__WHAT THIS TASK INVOLVES__: Show all lines of the listing that contain the word "library".

··· GIVEN DATA ···

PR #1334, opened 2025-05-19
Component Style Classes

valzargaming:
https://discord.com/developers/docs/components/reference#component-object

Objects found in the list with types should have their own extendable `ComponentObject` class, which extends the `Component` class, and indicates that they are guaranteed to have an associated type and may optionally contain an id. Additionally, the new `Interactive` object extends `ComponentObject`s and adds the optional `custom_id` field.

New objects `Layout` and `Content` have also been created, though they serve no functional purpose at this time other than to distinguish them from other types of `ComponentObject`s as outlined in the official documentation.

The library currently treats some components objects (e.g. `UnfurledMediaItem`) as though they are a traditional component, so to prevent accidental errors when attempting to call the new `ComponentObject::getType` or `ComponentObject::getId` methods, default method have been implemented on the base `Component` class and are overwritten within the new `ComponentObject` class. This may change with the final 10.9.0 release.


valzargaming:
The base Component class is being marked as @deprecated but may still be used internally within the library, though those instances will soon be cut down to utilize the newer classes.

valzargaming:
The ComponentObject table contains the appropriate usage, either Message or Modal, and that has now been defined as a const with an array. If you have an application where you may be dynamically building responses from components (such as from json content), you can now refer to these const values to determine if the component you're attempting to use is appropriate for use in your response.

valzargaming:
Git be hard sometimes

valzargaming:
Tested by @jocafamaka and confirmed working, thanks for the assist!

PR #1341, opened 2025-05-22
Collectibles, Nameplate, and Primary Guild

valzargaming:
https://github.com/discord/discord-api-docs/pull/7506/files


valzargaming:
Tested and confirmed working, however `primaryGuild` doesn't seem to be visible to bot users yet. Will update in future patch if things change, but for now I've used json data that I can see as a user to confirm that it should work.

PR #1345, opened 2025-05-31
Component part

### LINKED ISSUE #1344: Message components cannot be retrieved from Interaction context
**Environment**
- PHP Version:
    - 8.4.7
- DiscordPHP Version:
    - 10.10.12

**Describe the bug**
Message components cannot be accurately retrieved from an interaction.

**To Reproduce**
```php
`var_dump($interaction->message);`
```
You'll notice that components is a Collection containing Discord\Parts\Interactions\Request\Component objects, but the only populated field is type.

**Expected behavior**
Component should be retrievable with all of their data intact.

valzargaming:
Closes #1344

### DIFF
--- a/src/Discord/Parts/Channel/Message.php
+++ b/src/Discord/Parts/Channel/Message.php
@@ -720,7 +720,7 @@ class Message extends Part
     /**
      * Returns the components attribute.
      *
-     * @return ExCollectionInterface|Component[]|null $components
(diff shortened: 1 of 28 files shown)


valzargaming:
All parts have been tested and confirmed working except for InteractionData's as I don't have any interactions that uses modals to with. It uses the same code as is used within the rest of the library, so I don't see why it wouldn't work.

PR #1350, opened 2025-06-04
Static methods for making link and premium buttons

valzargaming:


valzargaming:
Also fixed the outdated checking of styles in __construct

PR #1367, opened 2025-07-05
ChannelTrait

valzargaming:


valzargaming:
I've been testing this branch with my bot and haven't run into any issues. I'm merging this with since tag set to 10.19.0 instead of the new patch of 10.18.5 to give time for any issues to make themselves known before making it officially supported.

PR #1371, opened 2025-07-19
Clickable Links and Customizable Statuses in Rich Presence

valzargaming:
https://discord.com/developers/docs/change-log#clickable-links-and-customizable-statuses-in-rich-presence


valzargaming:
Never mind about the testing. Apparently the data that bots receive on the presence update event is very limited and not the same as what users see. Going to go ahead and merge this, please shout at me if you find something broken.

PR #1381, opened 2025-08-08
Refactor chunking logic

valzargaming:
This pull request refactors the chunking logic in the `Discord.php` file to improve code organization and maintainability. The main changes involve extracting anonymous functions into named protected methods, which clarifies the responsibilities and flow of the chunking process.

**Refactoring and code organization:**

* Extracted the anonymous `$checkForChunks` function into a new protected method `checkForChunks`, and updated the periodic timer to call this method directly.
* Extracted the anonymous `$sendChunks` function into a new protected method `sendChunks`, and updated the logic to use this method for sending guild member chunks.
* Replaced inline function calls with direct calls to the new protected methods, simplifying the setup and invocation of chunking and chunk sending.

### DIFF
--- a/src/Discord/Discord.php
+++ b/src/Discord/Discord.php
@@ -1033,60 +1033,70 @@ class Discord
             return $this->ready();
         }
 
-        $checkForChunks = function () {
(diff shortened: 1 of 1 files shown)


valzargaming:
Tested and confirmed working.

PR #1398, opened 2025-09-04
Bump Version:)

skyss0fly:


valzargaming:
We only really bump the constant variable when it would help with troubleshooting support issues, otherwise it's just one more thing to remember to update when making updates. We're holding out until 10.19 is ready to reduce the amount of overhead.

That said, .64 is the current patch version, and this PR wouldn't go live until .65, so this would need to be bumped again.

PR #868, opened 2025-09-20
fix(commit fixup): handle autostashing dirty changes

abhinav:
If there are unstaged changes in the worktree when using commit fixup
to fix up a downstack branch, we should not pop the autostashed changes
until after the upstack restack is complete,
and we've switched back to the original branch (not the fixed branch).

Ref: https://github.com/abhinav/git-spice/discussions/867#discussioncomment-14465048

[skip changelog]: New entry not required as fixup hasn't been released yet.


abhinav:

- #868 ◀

···
··· GIVEN DATA ···

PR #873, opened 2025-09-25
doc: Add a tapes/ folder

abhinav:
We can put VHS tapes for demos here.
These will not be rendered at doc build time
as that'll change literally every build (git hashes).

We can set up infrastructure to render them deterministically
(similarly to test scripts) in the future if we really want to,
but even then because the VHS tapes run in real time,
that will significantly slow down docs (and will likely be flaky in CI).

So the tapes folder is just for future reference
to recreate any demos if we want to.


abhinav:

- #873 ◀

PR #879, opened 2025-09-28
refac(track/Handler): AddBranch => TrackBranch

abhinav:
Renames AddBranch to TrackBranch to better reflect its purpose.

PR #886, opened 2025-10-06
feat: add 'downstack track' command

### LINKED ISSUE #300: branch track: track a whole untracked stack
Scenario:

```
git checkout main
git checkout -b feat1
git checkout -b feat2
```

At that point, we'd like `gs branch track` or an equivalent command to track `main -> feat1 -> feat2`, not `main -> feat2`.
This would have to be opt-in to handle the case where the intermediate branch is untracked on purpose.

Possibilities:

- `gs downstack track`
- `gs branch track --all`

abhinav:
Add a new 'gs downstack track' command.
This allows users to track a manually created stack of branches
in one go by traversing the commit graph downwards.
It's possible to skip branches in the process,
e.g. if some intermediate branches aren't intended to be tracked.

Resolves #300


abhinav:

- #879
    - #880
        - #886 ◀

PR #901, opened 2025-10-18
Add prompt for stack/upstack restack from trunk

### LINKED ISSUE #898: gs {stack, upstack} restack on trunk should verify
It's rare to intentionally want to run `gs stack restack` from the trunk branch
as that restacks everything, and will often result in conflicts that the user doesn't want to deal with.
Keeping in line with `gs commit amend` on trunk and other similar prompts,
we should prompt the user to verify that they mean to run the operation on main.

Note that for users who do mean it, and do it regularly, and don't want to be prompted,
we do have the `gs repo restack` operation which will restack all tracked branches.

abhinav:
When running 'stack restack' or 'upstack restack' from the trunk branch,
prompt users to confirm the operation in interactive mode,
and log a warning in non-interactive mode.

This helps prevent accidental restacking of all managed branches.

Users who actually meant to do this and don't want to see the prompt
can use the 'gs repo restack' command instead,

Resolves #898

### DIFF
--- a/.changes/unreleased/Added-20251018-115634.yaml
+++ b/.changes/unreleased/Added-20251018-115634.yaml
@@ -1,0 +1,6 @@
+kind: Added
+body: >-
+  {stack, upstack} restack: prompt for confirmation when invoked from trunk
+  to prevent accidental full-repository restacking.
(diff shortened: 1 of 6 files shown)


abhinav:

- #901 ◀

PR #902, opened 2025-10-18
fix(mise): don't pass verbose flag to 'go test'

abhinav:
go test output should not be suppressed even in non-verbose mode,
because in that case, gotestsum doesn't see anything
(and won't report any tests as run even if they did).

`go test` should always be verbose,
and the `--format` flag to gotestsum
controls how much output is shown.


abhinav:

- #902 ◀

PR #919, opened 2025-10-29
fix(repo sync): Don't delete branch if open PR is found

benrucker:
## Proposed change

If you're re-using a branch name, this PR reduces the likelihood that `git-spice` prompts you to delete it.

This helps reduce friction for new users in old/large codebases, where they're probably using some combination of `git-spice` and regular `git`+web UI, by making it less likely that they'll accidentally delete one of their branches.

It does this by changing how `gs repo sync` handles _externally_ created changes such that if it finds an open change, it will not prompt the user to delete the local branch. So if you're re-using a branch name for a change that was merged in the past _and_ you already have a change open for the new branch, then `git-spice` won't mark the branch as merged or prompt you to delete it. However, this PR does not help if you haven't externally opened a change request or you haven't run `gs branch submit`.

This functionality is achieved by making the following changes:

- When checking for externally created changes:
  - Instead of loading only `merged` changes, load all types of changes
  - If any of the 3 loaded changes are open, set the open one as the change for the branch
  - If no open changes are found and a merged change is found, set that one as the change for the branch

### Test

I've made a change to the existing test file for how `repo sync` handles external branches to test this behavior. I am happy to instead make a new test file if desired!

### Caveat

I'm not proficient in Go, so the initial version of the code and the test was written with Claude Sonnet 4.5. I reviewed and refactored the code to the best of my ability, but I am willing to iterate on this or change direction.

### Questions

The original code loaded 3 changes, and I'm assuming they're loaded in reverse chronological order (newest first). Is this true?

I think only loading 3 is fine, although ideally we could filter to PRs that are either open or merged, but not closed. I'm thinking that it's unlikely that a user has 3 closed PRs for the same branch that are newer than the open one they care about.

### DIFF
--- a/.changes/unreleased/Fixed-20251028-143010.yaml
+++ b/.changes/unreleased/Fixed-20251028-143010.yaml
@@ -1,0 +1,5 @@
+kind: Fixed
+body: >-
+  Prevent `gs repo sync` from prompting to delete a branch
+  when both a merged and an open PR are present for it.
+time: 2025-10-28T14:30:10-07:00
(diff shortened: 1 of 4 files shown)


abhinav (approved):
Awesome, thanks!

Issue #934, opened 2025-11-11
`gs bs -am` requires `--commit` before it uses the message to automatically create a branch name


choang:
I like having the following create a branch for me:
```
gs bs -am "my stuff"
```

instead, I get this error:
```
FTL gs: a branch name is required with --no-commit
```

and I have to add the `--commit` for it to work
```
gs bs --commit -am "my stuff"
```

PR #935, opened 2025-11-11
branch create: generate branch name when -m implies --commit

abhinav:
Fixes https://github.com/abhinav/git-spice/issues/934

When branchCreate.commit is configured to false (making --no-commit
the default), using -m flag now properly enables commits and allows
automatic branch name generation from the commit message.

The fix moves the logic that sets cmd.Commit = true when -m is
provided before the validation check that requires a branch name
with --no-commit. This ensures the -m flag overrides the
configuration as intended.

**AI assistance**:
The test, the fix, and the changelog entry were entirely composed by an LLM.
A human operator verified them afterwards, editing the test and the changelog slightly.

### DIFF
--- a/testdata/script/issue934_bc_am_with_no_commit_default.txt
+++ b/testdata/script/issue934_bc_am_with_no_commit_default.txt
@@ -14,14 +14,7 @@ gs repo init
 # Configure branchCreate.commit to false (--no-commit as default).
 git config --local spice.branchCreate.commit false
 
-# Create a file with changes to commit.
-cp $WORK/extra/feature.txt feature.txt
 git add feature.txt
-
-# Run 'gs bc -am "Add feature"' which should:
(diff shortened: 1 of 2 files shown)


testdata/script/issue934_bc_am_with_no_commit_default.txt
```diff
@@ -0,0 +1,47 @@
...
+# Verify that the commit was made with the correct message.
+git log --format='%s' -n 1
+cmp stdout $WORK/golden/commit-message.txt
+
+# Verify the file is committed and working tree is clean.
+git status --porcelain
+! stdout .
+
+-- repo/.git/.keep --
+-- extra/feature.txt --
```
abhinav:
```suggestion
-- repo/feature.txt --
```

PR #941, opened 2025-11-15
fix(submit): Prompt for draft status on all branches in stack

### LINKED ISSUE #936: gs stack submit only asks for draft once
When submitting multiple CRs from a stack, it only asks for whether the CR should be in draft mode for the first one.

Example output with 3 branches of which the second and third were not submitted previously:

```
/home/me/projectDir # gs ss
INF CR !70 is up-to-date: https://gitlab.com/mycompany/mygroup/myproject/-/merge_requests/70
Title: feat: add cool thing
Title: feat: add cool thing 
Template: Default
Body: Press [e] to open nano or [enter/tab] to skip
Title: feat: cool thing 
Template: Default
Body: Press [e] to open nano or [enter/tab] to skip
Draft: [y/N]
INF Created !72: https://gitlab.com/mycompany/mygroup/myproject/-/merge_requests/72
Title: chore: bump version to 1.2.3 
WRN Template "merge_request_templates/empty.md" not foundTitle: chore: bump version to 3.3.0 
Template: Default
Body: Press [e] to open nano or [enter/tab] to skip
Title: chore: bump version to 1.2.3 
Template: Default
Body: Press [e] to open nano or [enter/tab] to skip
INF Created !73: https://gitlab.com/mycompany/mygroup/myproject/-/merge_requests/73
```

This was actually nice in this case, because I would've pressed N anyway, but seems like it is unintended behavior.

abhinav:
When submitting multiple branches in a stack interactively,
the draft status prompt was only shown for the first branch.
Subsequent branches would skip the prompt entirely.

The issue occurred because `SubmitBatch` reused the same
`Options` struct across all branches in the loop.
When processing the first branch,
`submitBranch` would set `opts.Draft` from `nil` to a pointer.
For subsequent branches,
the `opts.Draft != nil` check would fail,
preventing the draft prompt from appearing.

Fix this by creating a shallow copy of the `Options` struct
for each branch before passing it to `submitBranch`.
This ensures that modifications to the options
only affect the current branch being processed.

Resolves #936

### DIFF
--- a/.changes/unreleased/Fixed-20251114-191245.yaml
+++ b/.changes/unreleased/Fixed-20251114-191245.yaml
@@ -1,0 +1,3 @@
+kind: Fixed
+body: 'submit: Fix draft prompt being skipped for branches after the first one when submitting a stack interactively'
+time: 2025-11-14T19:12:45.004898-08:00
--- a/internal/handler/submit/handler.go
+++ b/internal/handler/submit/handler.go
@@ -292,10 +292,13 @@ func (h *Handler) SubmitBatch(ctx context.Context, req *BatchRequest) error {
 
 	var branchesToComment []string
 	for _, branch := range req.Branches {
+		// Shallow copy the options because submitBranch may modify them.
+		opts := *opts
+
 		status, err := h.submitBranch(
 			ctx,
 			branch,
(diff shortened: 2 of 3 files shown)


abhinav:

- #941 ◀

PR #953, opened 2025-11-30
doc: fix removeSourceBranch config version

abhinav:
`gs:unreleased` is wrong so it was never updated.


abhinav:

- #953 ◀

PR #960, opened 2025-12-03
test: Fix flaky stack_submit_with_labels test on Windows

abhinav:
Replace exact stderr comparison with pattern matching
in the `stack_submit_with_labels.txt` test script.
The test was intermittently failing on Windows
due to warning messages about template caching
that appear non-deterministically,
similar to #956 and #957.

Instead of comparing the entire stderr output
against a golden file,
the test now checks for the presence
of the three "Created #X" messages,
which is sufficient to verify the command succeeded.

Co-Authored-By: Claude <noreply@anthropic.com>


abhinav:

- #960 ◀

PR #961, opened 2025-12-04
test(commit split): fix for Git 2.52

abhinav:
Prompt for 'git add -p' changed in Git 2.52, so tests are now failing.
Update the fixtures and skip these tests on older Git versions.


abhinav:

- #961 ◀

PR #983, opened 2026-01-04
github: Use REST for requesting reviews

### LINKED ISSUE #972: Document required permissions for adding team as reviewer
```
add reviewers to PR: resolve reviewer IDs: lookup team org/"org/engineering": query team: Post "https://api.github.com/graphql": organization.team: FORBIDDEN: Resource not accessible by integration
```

···

__YOUR SOLUTION__:
The library currently treats some components objects (e.g. `UnfurledMediaItem`) as though they are a traditional component, so to prevent accidental errors when attempting to call the new `ComponentObject::getType` or `ComponentObject::getId` methods, default method have been implemented on the base `Component` class and are overwritten within the new `ComponentObject` class. This may change with the final 10.9.0 release.
The base Component class is being marked as @deprecated but may still be used internally within the library, though those instances will soon be cut down to utilize the newer classes.
All parts have been tested and confirmed working except for InteractionData's as I don't have any interactions that uses modals to with. It uses the same code as is used within the rest of the library, so I don't see why it wouldn't work.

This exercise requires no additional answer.